Ere introducing the scrivener, as he first appeared to me, it is fit I make some mention of myself, my employées, my business, my chambers, and general surroundings; because some such description is indispensable to an adequate understanding of the chief character about to be presented.

In this very attitude did I sit when I called to him, rapidly stating what it was I wanted him to do — namely, to examine a small paper with me. Imagine my surprise, nay, my consternation, when without moving from his privacy, Bartleby in a singularly mild, firm voice, replied, “I would prefer not to.”

I sat awhile in perfect silence, rallying my stunned faculties. Immediately it occurred to me that my ears had deceived me, or Bartleby had entirely misunderstood my meaning. I repeated my request in the clearest tone I could assume. But in quite as clear a one came the previous reply, “I would prefer not to.”

“Prefer not to,” echoed I, rising in high excitement, and crossing the room with a stride. “What do you mean? Are you moon-struck? I want you to help me compare this sheet here — take it,” and I thrust it towards him.

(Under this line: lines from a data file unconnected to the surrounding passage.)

PR #798, opened 2016-10-05
Add support for displaying message threads

uzi:
Adds another page in which we display all of the
messages in a conversation. This is still read-only
support, but now the user should be able to see
everything at least.

Also guard the message endpoints against logged
out users while in the neighborhood

👓  @schwers @phil303

### DIFF
--- a/src/app/components/MessageThread/Message.jsx
+++ b/src/app/components/MessageThread/Message.jsx
@@ -1,0 +1,39 @@
+import './Message.less';
+import React from 'react';
+import { Anchor } from '@r/platform/components';
+
+import { short } from 'lib/formatDifference';
+import RedditLinkHijacker from 'app/components/RedditLinkHijacker';
+
+const T = React.PropTypes;
+
+const SEPARATOR = ' \u2022 ';
+
+export default function MessageThreadMessage(props) {
+  const { message } = props;
+
+  return (
+    <div className='MessageThreadMessage'>
+      <div className='MessageThreadMessage__title'>
+        <Anchor
+          className='MessageThreadMessage__authorLink'
+          href={ `/user/${ message.author }` }
+        >
+          { message.author }
+        </Anchor>
+        { SEPARATOR }
+        { short(message.createdUTC) }
+      </div>
+      <RedditLinkHijacker>
+        <div
+          className='MessageThreadMessage__body'
+          dangerouslySetInnerHTML={ { __html: message.bodyHTML } }
+        />
+      </RedditLinkHijacker>
+    </div>
+  );
+}
+
+MessageThreadMessage.propTypes = {
+  message: T.object.isRequired,
+};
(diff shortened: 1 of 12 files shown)


uzi:
👓  @nramadas

src/app/components/MessageThread/Message.jsx
```diff
@@ -0,0 +1,39 @@
...
+        >
+          { message.author }
+        </Anchor>
+        { SEPARATOR }
+        { short(message.createdUTC) }
+      </div>
+      <RedditLinkHijacker>
+        <div
+          className='MessageThreadMessage__body'
+          dangerouslySetInnerHTML={ { __html: message.bodyHTML } }
```
phil303: this looks like an xss vector. just to double-check, have you made sure this is all properly escaped from the backend?

src/app/components/Messages/Message.jsx
```diff
@@ -7,7 +7,7 @@ import RedditLinkHijacker from 'app/components/RedditLinkHijacker';
 
 const T = React.PropTypes;
 
-const SEPARATOR = '\u2022';
+const SEPARATOR = ' \u2022 ';
```
phil303: :no_bell: just curious, what's with the white space changes?

src/app/router/handlers/Messages.js
```diff
@@ -1,12 +1,21 @@
...
 
 import * as mailActions from 'app/actions/mail';
 import { fetchUserBasedData } from './handlerCommon';
 import { getBasePayload, logClientScreenView } from 'lib/eventUtils';
 
 export default class Messages extends BaseHandler {
   async [METHODS.GET](dispatch, getState) {
-    dispatch(mailActions.fetchInbox(this.urlParams.mailType));
+    if (!getState().session.isValid) {
+      return dispatch(platformActions.setPage('/login'));
```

“I would prefer not to,” said he.

I looked at him steadfastly. His face was leanly composed; his gray eye dimly calm. Not a wrinkle of agitation rippled him. Had there been the least uneasiness, anger, impatience or impertinence in his manner; in other words, had there been any thing ordinarily human about him, doubtless I should have violently dismissed him from the premises. But as it was, I should have as soon thought of turning my pale plaster-of-paris bust of Cicero out of doors. I stood gazing at him awhile, as he went on with his own writing, and then reseated myself at my desk. This is very strange, thought I. What had one best do? But my business hurried me. I concluded to forget the matter for the present, reserving it for my future leisure.

In conjunction with his outstanding reading of the short story for 92Y’s Unterberg Poetry Center, which is available here, on December 3 at 7:00, Emmy-winning, Oscar-nominated actor Paul Giamatti will take part in a live discussion with Columbia University professor Andrew Delbanco, author of the 2005 biography Melville: His World and Work, focusing on “Bartleby.” The New Haven-born, Brooklyn Heights-based Giamatti has a unique understanding of finance, Wall Street, and the law, having appeared in such films and series as Too Big to Fail, John Adams, and Billions. “It’s one of my favorite short stories by one of my favorite writers, so I was particularly gratified to be able to read it out loud. I’ve always wanted to,” Melville fan Giamatti said in a statement. “It’s a wonderful story — a very strange but sad story — but also funny. I think it’s very funny.” Admission to the talk and access to the ninety-minute reading is $15.